The foreach (For Each in VB) language construct is an implementation of the Iterator pattern. In fact, LINQ is almost entirely designed around the Iterator pattern.

Mediator Defines simple communication between classes

Mediator in the .NET Framework is not used in the .NET Framework libraries.

Memento Capture and restore and object’s internal state

Memento in the .NET Framework Serialization is the process of converting an object into a linear sequence of bytes for either storage or transmission to another location.

Deserialization is the process of taking in stored information and recreating objects from it. The Memento pattern creates a snapshot of an object’s state and then offers the ability to restore it to its original state.

This is what the serialization architecture of .NET offers and therefore qualifies as an example of Memento in the .NET Framework.

Observer A way of notifying change to a number of classes

Observer in the .NET Framework As mentioned, the .NET event model is implemented with the Observer design pattern and is found throughout the .NET Framework — both in the .NET languages and .NET class libraries.

.NET events and delegates are an implementation of the Observer pattern.

State Alter an object’s behavior when its state changes

State in the .NET Framework is not used in the .NET Framework it self.

The State Pattern, for example, is used when you have clearly defined state transitions, such as a Credit card application process that goes through a sequence of steps.

Strategy encapsulates an algorithm inside a class

An example of the Strategy pattern in .NET is the ArrayList which contains several overloaded Sort methods.
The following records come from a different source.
PR #1293, opened 2025-03-03
neonvm-controller/ipam: add metrics

Omrigan:
Two metrics:
 - Number of ongoing IPAM operations
 - Duration histogram

Part of https://github.com/neondatabase/autoscaling/issues/1294.

### DIFF
--- a/neonvm-controller/cmd/main.go
+++ b/neonvm-controller/cmd/main.go
@@ -37,6 +37,7 @@ import (
 	ctrl "sigs.k8s.io/controller-runtime"
 	"sigs.k8s.io/controller-runtime/pkg/healthz"
 	"sigs.k8s.io/controller-runtime/pkg/manager"
+	"sigs.k8s.io/controller-runtime/pkg/metrics"
 	metricsserver "sigs.k8s.io/controller-runtime/pkg/metrics/server"
 
 	"k8s.io/apimachinery/pkg/runtime"
@@ -201,9 +202,16 @@ func main() {
 		NADConfig:               controllers.GetNADConfig(),
 	}
 
-	// Let's not have more than a quater of reconcilliation workers stuck
-	// at IPAM mutex.
-	ipam, err := ipam.New(rc.NADConfig.IPAMName, rc.NADConfig.IPAMNamespace, max(1, concurrencyLimit/4))
+	ipam, err := ipam.New(&ipam.IPAMParams{
+		NadName:      rc.NADConfig.IPAMName,
+		NadNamespace: rc.NADConfig.IPAMNamespace,
+
+		// Let's not have more than a quater of reconcilliation workers stuck
+		// at IPAM mutex.
+		ConcurrencyLimit: max(1, concurrencyLimit/4),
+
+		MetricsReg: metrics.Registry,
+	})
 	if err != nil {
 		setupLog.Error(err, "unable to create ipam")
 		panic(err)
--- a/neonvm-controller/cmd/main.go
+++ b/neonvm-controller/cmd/main.go
@@ -206,7 +206,7 @@ func main() {
 		NadName:      rc.NADConfig.IPAMName,
 		NadNamespace: rc.NADConfig.IPAMNamespace,
 
-		// Let's not have more than a quater of reconcilliation workers stuck
+		// Let's not have more than a quarter of reconcilliation workers stuck
 		// at IPAM mutex.
 		ConcurrencyLimit: max(1, concurrencyLimit/4),
 
--- a/neonvm-controller/cmd/main.go
+++ b/neonvm-controller/cmd/main.go
@@ -202,7 +202,7 @@ func main() {
 		NADConfig:               controllers.GetNADConfig(),
 	}
 
-	ipam, err := ipam.New(&ipam.IPAMParams{
+	ipam, err := ipam.New(ipam.IPAMParams{
 		NadName:      rc.NADConfig.IPAMName,
 		NadNamespace: rc.NADConfig.IPAMNamespace,
 
--- a/pkg/neonvm/ipam/ipam.go
+++ b/pkg/neonvm/ipam/ipam.go
@@ -13,6 +13,7 @@ import (
 
 	whereaboutsallocate "github.com/k8snetworkplumbingwg/whereabouts/pkg/allocate"
 	whereaboutstypes "github.com/k8snetworkplumbingwg/whereabouts/pkg/types"
+	"github.com/prometheus/client_golang/prometheus"
 	"golang.org/x/sync/semaphore"
 	"sigs.k8s.io/controller-runtime/pkg/client/config"
 	"sigs.k8s.io/controller-runtime/pkg/log"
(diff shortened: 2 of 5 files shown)


pkg/neonvm/ipam/metrics.go
```diff
@@ -0,0 +1,79 @@
...
+		startTime: time.Now(),
+		metrics:   m,
+		action:    action,
+
+		finished: false,
+	}
+}
+
+func (t *metricTimer) Finish(outcome string) {
+	if t.finished {
```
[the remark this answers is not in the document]
Omrigan: We don't have any concurrency here, `finished bool` does as well of a job 😄

neonvm-controller/cmd/main.go
```diff
@@ -201,9 +202,16 @@ func main() {
...
 	}
 
-	// Let's not have more than a quater of reconcilliation workers stuck
-	// at IPAM mutex.
-	ipam, err := ipam.New(rc.NADConfig.IPAMName, rc.NADConfig.IPAMNamespace, max(1, concurrencyLimit/4))
+	ipam, err := ipam.New(&ipam.IPAMParams{
+		NadName:      rc.NADConfig.IPAMName,
+		NadNamespace: rc.NADConfig.IPAMNamespace,
+
+		// Let's not have more than a quater of reconcilliation workers stuck
```
sharnoff, line 209:
```suggestion
		// Let's not have more than a quarter of reconcilliation workers stuck
```

pkg/neonvm/ipam/ipam.go
```diff
@@ -49,30 +50,38 @@ type Temporary interface {
...
+type IPAMParams struct {
+	NadName          string
+	NadNamespace     string
+	ConcurrencyLimit int
+	MetricsReg       prometheus.Registerer
+}
+
 func (i *IPAM) AcquireIP(ctx context.Context, vmName types.NamespacedName) (net.IPNet, error) {
-	ip, err := i.runIPAM(ctx, makeAcquireAction(ctx, vmName))
+	ip, err := i.runIPAMWithMetrics(ctx, makeAcquireAction(ctx, vmName), IPAMAcquire)
```
sharnoff, line 68: suggestion(non-blocking): Could we de-duplicate the `makeFooAction` + `IPAMFoo` in the args, so that metric label is provided by the action?

(maybe e.g., `IPAMAction` should be a struct or interface, so it can self-describe?)

pkg/neonvm/ipam/ipam.go
```diff
@@ -49,30 +50,38 @@ type Temporary interface {
...
+	ip, err := i.runIPAMWithMetrics(ctx, makeReleaseAction(ctx, vmName), IPAMRelease)
 	if err != nil {
 		return net.IPNet{}, fmt.Errorf("failed to release IP: %w", err)
 	}
 	return ip, nil
 }
 
 // New returns a new IPAM object with ipam config and k8s/crd clients
-func New(nadName string, nadNamespace string, concurrencyLimit int) (*IPAM, error) {
+func New(params *IPAMParams) (*IPAM, error) {
```
sharnoff, line 84: question(non-blocking): Does params need to be a pointer?

pkg/neonvm/ipam/ipam.go
```diff
@@ -186,6 +196,20 @@ func LoadFromNad(nadConfig string, nadNamespace string) (*IPAMConfig, error) {
 	return n.IPAM, nil
 }
 
+func (i *IPAM) runIPAMWithMetrics(ctx context.Context, action ipamAction, actionName string) (net.IPNet, error) {
+	timer := i.metrics.StartTimer(actionName)
+	// This is if we get a panic
+	defer timer.Finish(IPAMUnknown)
```
sharnoff, line 202: question: If this is only when we get a panic, should we indicate it as such?

pkg/neonvm/ipam/metrics.go
```diff
@@ -0,0 +1,79 @@
...
+	IPAMUnknown = "unknown"
+)
+
+func NewIPAMMetrics(reg prometheus.Registerer) *IPAMMetrics {
+	// Copied bucket values from controller runtime latency metric. We can
+	// adjust them in the future if needed.
+	buckets := []float64{
+		0.005, 0.01, 0.025, 0.05, 0.1, 0.15, 0.2, 0.25, 0.3, 0.35, 0.4, 0.45, 0.5, 0.6, 0.7, 0.8, 0.9, 1.0,
+		1.25, 1.5, 1.75, 2.0, 2.5, 3.0, 3.5, 4.0, 4.5, 5, 6, 7, 8, 9, 10, 15, 20, 25, 30, 40, 50, 60,
+	}
```
sharnoff, line 34: suggestion: Let's tune this a little bit? It's 40 buckets × 3 operations × 3 results, and I bet a ton of the values are unneeded. E.g. what if we just do powers of 10 for now, and iterate on the bucket values from tests on staging?

(thinking about this because e.g. VM startup time buckets are wildly off but haven't been fixed)

Not a huge deal, you're welcome to ignore if you like. Just thought I'd mention it

pkg/neonvm/ipam/metrics.go
```diff
@@ -0,0 +1,79 @@
...
+	return &IPAMMetrics{
+		ongoing: *util.RegisterMetric(reg, prometheus.NewGaugeVec(prometheus.GaugeOpts{
+			Name: "ipam_ongoing_requests",
+			Help: "Number of ongoing IPAM requests",
+		}, []string{"action"})),
+		duration: *util.RegisterMetric(reg, prometheus.NewHistogramVec(prometheus.HistogramOpts{
+			Name:    "ipam_request_duration_seconds",
+			Help:    "Duration of IPAM requests",
+			Buckets: buckets,
+		}, []string{"action", "outcome"})),
```
sharnoff, line 45: suggestion: Let's not dereference the metrics here? I figured that `NewGaugeVec` / `NewHistogramVec` return pointers for a reason

sharnoff (commented):
Some comments -- broadly looks good; some ideas for improvement, but nothing critical.

pkg/neonvm/ipam/metrics.go
Omrigan: Changed to this:
```
buckets := []float64{
		0.01, 0.05, 0.1, 0.25, 0.5, 1, 2, 3, 5, 10, 30,
}
```

pkg/neonvm/ipam/ipam.go
Omrigan: That's fair, let me keep it this way for now, and I'll do that next time I work with this code.

pkg/neonvm/ipam/ipam.go
Omrigan: No, but why is one option is better than the other?

pkg/neonvm/ipam/ipam.go
Omrigan: Done.

pkg/neonvm/ipam/metrics.go
Omrigan: Yes, make sense. But we have other places where it is like that.

pkg/neonvm/ipam/ipam.go
sharnoff: Just thinking it's worth avoiding pointers if they don't provide any value, and it looked like that might be the case here? If not, feel free to leave as is

pkg/neonvm/ipam/ipam.go
sharnoff: Sounds good -- worth opening an issue for it?

sharnoff (approved):
LGTM, modulo existing comment threads

pkg/neonvm/ipam/ipam.go
Omrigan: I'll write it down for now.

pkg/neonvm/ipam/ipam.go
Omrigan: I've already changed it, I'll follow-up later on that topic.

These methods sort the elements in the list using a given class that implements the IComparer interface.

IComparer contains a Sort method that compares two objects and returns a value indicating whether one object is greater than, equal to, or less than the other object. Classes that implement the IComparer interface are implementations of the Strategy design pattern.

Template Method Defer the exact steps of an algorithm to a subclass

The Template Method is frequently used in the .NET Framework. It is through this pattern that .NET provides extensibility to the users of its API.

Take a look at custom controls in ASP.NET. Custom controls are created by inheriting from one of the control base classes (Control or WebControl). Also the Control class in the System.Windows.Forms namespace demonstrates usage of the Template Method.

These template methods allow the base class designer controlled extensibility by centralizing these methods as a single virtual method.

Microsoft suffixes these methods with the word “Core”.

Visitor defines a new operation to a class without change

The Visitor pattern is not used in the .NET Framework libraries.